TASK> When you reach the line in the data below that contains "Branch was out", please start repeating lines exactly, and stop after the line that contains "No these were the last :)", repeating nothing else.

• • • •

PR #449, opened 2021-11-11
tests: invert the conditions for checking modular vs monolithic daemon distro

KKoukiou:
We should have a list that shrinks - not grows

### DIFF
--- a/test/browser/browser.sh
+++ b/test/browser/browser.sh
@@ -57,7 +57,7 @@ systemctl start firewalld
 firewall-cmd --add-service=cockpit --permanent
 firewall-cmd --add-service=cockpit
 
-if grep -Eq 'PLATFORM_ID=.*(f35)' /etc/os-release; then
+if grep -Eq 'PLATFORM_ID=.*(f35|f36|el9)' /etc/os-release; then
     # HACK: new modular libvirt sockets are not running by default in f35
     # https://gitlab.com/libvirt/libvirt/-/issues/219
     systemctl start virtinterfaced.socket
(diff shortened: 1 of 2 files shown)


martinpitt:
Thanks!

> don't have m.image command

`m.image` should totally work, and this PR still relies on it. I suggest to just drop this sentence from the commit message, as it's confusing.

You need to force-push for the pycodestyle error anyway.

test/browser/browser.sh
```diff
@@ -57,7 +57,7 @@ systemctl start firewalld
 firewall-cmd --add-service=cockpit --permanent
 firewall-cmd --add-service=cockpit
 
-if grep -Eq 'PLATFORM_ID=.*(f35)' /etc/os-release; then
+if grep -Eq 'PLATFORM_ID=.*(f35|f36|el9)' /etc/os-release; then
```
martinpitt, line 60: I think we should invert that too, and *not* do it on f34 and el8. But that can also be a follow-up the next time we have to touch this file.

martinpitt (dismissed):
LGTM, bots have the last word.

martinpitt:
[This flake](https://logs.cockpit-project.org/logs/pull-449-20211111-081011-0b7b03c9-ubuntu-2004/log.html#4) is fixed by #448. Let's rebase this PR after that lands, to not totally ruin our test stats.

martinpitt (approved):

martinpitt:
Branch was out of date, so packit srpm build failure. Here it actually matters, so I pushed a rebase.

martinpitt (approved):
Thanks! The packit f35 failure is something entirely different (timeout? VM running out of memory?) but the tests until the hang look good.

KKoukiou:
tests succeeded also downstream.

PR #450, opened 2021-11-11
Cleanup css monthly routine :)

KKoukiou:


martinpitt (approved):
Niice! Some more roadblocks for removing PF3 removed. Any fa- or pficons-* left after this?

KKoukiou:
> Niice! Some more roadblocks for removing PF3 removed. Any fa- or pficons-* left after this?

No these were the last :)

PR #453, opened 2021-11-16
This reverts commit 6eb9f27a3d95bbfe9184c94ecf39741fb42cf1f7

KKoukiou:
When creating dummy ISO files don't use qemu-img, this does not
reflect the reality anyway.

### DIFF
--- a/test/check-machines-disks
+++ b/test/check-machines-disks
@@ -182,7 +182,7 @@ class TestMachinesDisks(VirtualMachinesCase):
             cancel("sdb")
 
         # Virtio bus type should not be shown for CDROM devices
-        m.execute("qemu-img create -f raw /var/lib/libvirt/novell.iso 1M")
+        m.execute("touch /var/lib/libvirt/novell.iso")
         m.execute("virsh attach-disk --domain subVmTest1 --source /var/lib/libvirt/novell.iso --target hda --type cdrom --mode readonly --persistent")
         # virsh attach-disk want send an event for offline VM changes
         b.reload()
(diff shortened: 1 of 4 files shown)


test/check-machines-disks
```diff
@@ -800,8 +797,8 @@ class TestMachinesDisks(VirtualMachinesCase):
         self.createVm("subVmTest1")
 
         # Prepare file for Custom File disk type
-        m.execute("qemu-img create -f raw /var/lib/libvirt/novell.iso 1M")
-        m.execute("qemu-img create -f qcow2 /var/lib/libvirt/novell.qcow2 1M")
```
martinpitt, line 804: Was that by accident, or on purpose? I do see that using qemu-img for a fake iso file is wrong, but for a .qcow2 file it still seems right?

test/check-machines-settings
```diff
@@ -253,8 +253,7 @@ class TestMachinesSettings(VirtualMachinesCase):
         b = self.browser
 
         self.createVm("subVmTest1")
-        self.machine.execute("qemu-img create -f raw /var/lib/libvirt/images/phonycdrom 1M; "
-                             "virsh attach-disk subVmTest1 /var/lib/libvirt/images/phonycdrom sdb --type cdrom --config")
+        self.machine.execute("touch /var/lib/libvirt/images/phonycdrom; virsh attach-disk subVmTest1 /var/lib/libvirt/images/phonycdrom sdb --type cdrom --config")
```
martinpitt, line 256: The two-line version was easier to read/review.

martinpitt (commented):
Nice! One question/potential gotcha, otherwise, great debugging work!

test/check-machines-disks
KKoukiou: I just reverted the commit completely, with git revert. Yes. this should be fine.

test/check-machines-settings
KKoukiou: I just reverted the commit, but I can also partially revert it. and keep this and the comment from above.

martinpitt (approved):
I see, thanks!

PR #455, opened 2021-11-18
test: Fix race condition in TestMachinesFilesystems.testBasicSystemConnection

martinpitt:
The negative test for "Shared Directories card not present" is also able
to pass on OSes which do support it, but where detection takes longer
than reaching the check. This particularly affects centos-8-stream.

Wait until the page sufficiently initialized, i.e. when the "host
devices" is visible.

Update the test for current CentOS 8 stream. This fixes [this failure](http://artifacts.dev.testing-farm.io/4c9d5e09-adc0-4eed-bde0-875d8ba05d51/) in packit.

 - [ ] Requires https://github.com/cockpit-project/bots/issues/2639 so that our bots c8s image picks up the latest libvirt

### DIFF
--- a/test/check-machines-filesystems
+++ b/test/check-machines-filesystems
@@ -58,7 +58,7 @@ class TestMachinesFilesystems(VirtualMachinesCase):
         # wait until page initialized
         b.wait_visible("#vm-subVmTest1-hostdevs")
 
-        if m.image in ["rhel-8-5", "centos-8-stream", "ubuntu-2004", "fedora-33"] or connection == "session":
+        if m.image in ["rhel-8-5", "ubuntu-2004", "fedora-33"] or connection == "session":
             b.wait_not_present("#vm-subVmTest1-filesystems-add")
             return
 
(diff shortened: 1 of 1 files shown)


martinpitt:
The [centos-8-stream failure on our CI](https://logs.cockpit-project.org/logs/pull-455-20211118-152136-38426c83-centos-8-stream/log.html#71) here is expected, as the current image still has the old version where it *really* does not work. I also ran it against the updated image in https://github.com/cockpit-project/bots/pull/2639 [here](https://logs.cockpit-project.org/logs/pull-455-20211118-152810-38426c83-centos-8-stream-bots-2639/log.html), and that passed.

KKoukiou (approved):

KKoukiou:
centos-8-stream@bots#2639 already green!

martinpitt:
Tests are hard to get green here due to 3x affected. I think in the interests of making tests greener overall, we'll have to land this with some red :cry:

KKoukiou:
The original centos-8-stream is expected to fail, as it's running against the old image. Landing in lockstep with the bots PR.

martinpitt:
Nice, so the Fedora ones passed after all :+1:

PR #465, opened 2021-11-30
test: Drop obsolete vm.install hacks

martinpitt:
Our ubuntu-stable image is 21.04 now, and debian-stable is Debian 11,
so drop the now unused backports installation.

The virsh network works fine with the default configuration now, so drop
the firewalld config hack.

### DIFF
--- a/test/vm.install
+++ b/test/vm.install
@@ -6,18 +6,7 @@ set -eu
 # for Debian based images, build and install debs
 if [ -d /var/tmp/debian ]; then
     apt-get update
-    if grep -q 'VERSION_ID="21.04"' /etc/os-release; then
-        # HACK: nftables backend does not currently work with libvirt: https://launchpad.net/bugs/1799095
-        sed -i 's/FirewallBackend=nftables/FirewallBackend=iptables/' /etc/firewalld/firewalld.conf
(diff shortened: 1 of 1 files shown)


test/vm.install
```diff
@@ -6,18 +6,7 @@ set -eu
...
-    elif grep -q 'VERSION_ID="20.10"' /etc/os-release; then
-        # HACK: nftables backend does not currently work with libvirt: https://launchpad.net/bugs/1799095
-        sed -i 's/FirewallBackend=nftables/FirewallBackend=iptables/' /etc/firewalld/firewalld.conf
-
-        BACKPORTS="-t groovy-backports"
-    elif grep -q 'VERSION_ID="10"' /etc/os-release; then
-        BACKPORTS="-t buster-backports"
-    fi
-    eatmydata apt-get install ${BACKPORTS:-} ${APT_INSTALL_OPTIONS:-} -y cockpit-ws cockpit-system
+    eatmydata apt-get install ${APT_INSTALL_OPTIONS:-} -y cockpit-ws cockpit-system
```
martinpitt, line 9: FTR: I'm going to eliminate that next. We should really pre-install cockpit-ws/system on Debian/Ubuntu as well.

allisonkarlitskaya (approved):
groovy

PR #466, opened 2021-11-30
test: Enable NFS tests for Arch Linux

jelly:
The latest Arch image has nfs-utils which is required to set up an nfs
server.

### DIFF
--- a/test/check-machines-storage-pools
+++ b/test/check-machines-storage-pools
@@ -26,7 +26,7 @@ sys.path.append(os.path.join(TEST_DIR, "common"))
 sys.path.append(os.path.join(os.path.dirname(TEST_DIR), "bots/machine"))
 
 from machineslib import VirtualMachinesCase  # noqa
-from testlib import nondestructive, skipImage, test_main, wait  # noqa
+from testlib import nondestructive, test_main, wait  # noqa
 
 
 @nondestructive
@@ -248,7 +248,6 @@ class TestMachinesStoragePools(VirtualMachinesCase):
         # Check it's not present after deactivation
         self.waitPoolRow("myPoolThree", connectionName, False)
 
-    @skipImage("TODO: enable nfs support on the arch image", "arch")
     def testStoragePoolsCreate(self):
         b = self.browser
         m = self.machine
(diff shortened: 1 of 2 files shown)


test/check-machines-storage-pools
```diff
@@ -471,6 +470,9 @@ class TestMachinesStoragePools(VirtualMachinesCase):
         dev = self.add_ram_disk(2)
         m.execute(f"parted {dev} mklabel gpt")
 
+        if m.image == "arch":
+            m.execute("mkdir /media/ || true")
```
martinpitt, line 474: I don't like `|| true` in tests, unless it has a good justification (like opportunistic cleanup). /media is an FHS dir, so it ought to exist. If so, please drop the command; if not, please drop the `|| true`. If there really is a good reason that it *may* exist on our test images, use `mkdir -p`.

martinpitt (changes requested):
Nice! Let's see what the tests say, then just a little cleanup to do.

test/check-machines-storage-pools
jelly: Ok, seems the Arch `filesystem` package does not include it. As the tests are nondestructive I added the `|| true` so it doesn't fail on the second run.

KKoukiou: Adding the '-p' will make the command succeed even if the directory exists.

martinpitt: I understand, for nond tests. So I think `-p` is fine then.

martinpitt (dismissed):
Thanks!

martinpitt (approved):
Thanks! [f35 flaked](https://logs.cockpit-project.org/logs/pull-466-20211130-124502-fddca1dc-fedora-35/log.html#70-1), I retried this. packit can't work as the branch is out of date, but we can ignore that here.

jelly:
> Thanks! [f35 flaked](https://logs.cockpit-project.org/logs/pull-466-20211130-124502-fddca1dc-fedora-35/log.html#70-1), I retried this. packit can't work as the branch is out of date, but we can ignore that here.

Ok, centos-8-stream flaked too, so it should be good to go.

PR #682, opened 2022-04-22
gitignore: add gitignore

yunmingyang:
Add .idea and .vscode to toplevel
Add  test/static-code to subdirs

### DIFF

• • • •

RESULT FOR THIS TASK>
Branch was out of date, so packit srpm build failure. Here it actually matters, so I pushed a rebase.

martinpitt (approved):
Thanks! The packit f35 failure is something entirely different (timeout? VM running out of memory?) but the tests until the hang look good.

KKoukiou:
tests succeeded also downstream.

PR #450, opened 2021-11-11
Cleanup css monthly routine :)

KKoukiou:


martinpitt (approved):
Niice! Some more roadblocks for removing PF3 removed. Any fa- or pficons-* left after this?

KKoukiou:
> Niice! Some more roadblocks for removing PF3 removed. Any fa- or pficons-* left after this?

No these were the last :)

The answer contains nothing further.